The function of the sport shoe is to protect the foot from the stresses of running and training, while permitting the athlete to achieve his or her maximum potential. Although in some parts of the world athletes participate in sports barefooted, most of us require and benefit from the use of sport specific shoes. The forces and motions that occur in different sports vary greatly. Because of these differences, active participation in varied sports will require varied shoes.
A simple example of why this is important is demonstrated by a contrast of the sports of running and tennis. Tennis and other racquet sports require much side to side motion and the shoe must provide lateral stability. The shoes appropriate for racquet sports usually do not have any heel elevation. If the shoe is unstable when the athlete is moving from side to side to return the ball, the likelihood is good that they will suffer ankle strain. Recreational running, on the other hand, usually occurs in a straight line. Lateral stability is not as important. These shoes usually have slight heel elevation which will reduce stress on the Achilles tendon, but slightly reduce the lateral stability of the ankle. Running shoes also have a larger toe box and more shock absorption.
Shoe Buying Tips
Buy shoes at the end of the day, when your feet are somewhat larger form walking.

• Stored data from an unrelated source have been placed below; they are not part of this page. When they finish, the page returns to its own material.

PR #1662, opened 2024-03-25
Small fixes for publicity review

cdccollins:
### Description of change

Fixes for publicity review
- can send a case back to an officer while consultation is happening
- don't show assessment details as started when check publicity is started

### DIFF
--- a/app/components/concerns/assessment_detailable.rb
+++ b/app/components/concerns/assessment_detailable.rb
@@ -5,7 +5,7 @@ module AssessmentDetailable
 
   included do
     def assessment_details
-      @assessment_details ||= planning_application.assessment_details_for_review.reject { |detail| detail.category == "check_publicity" }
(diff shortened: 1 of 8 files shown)


app/components/concerns/assessment_detailable.rb
```diff
@@ -5,7 +5,7 @@ module AssessmentDetailable
 
   included do
     def assessment_details
-      @assessment_details ||= planning_application.assessment_details_for_review
+      @assessment_details ||= planning_application.assessment_details_for_review.reject { |detail| detail.category == "check_publicity" }
```
pixeltrix, line 8: You can just use `reject(&:check_publicity?)` here as the `enum` creates an instance method for that category

pixeltrix (approved):
Approving as it's just that minor tweak

PR #1664, opened 2024-03-26
Check publicity feature enabled on application type

benbaumann95:


app/models/planning_application.rb
```diff
@@ -776,13 +776,11 @@ def overdue_validation_requests
   end
 
   def check_publicity?
-    return unless application_type.publicity_consultation_feature?
-
-    application_type.assessment_details.include?("check_publicity")
```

Make sure there is about a finger’s width at the front of the shoe. This will prevent runner’s toe. The shape and depth of the front of the shoe also affect this problem.
Shoe Wearing Tips
A shoe’s midsole only lasts so long. It degrades from use and the resultant useful life of a running shoe is 350 to 550 miles. This means that if you run 20 miles a week, your shoes should last about 20 to 25 weeks. After that time, the shoe may still be worn for casual wear.
Sole wear does not necessarily reflect the loss of shock absorption of a shoe. Even a new looking shoe may lack adequate shock absorption. Use the 350 to 550 mile guideline instead of trying to guess how worn out your shoe looks.
Do not ever run in a marathon in a new pair of shoes! Your shoes should be well broken in (about 100 miles).
Make sure you carefully lace your shoes before running. Too tight a shoe may make parts of the top of the foot sore or squeeze the metatarsals too tightly. Too loose a shoe may make the foot move excessively and be less stable.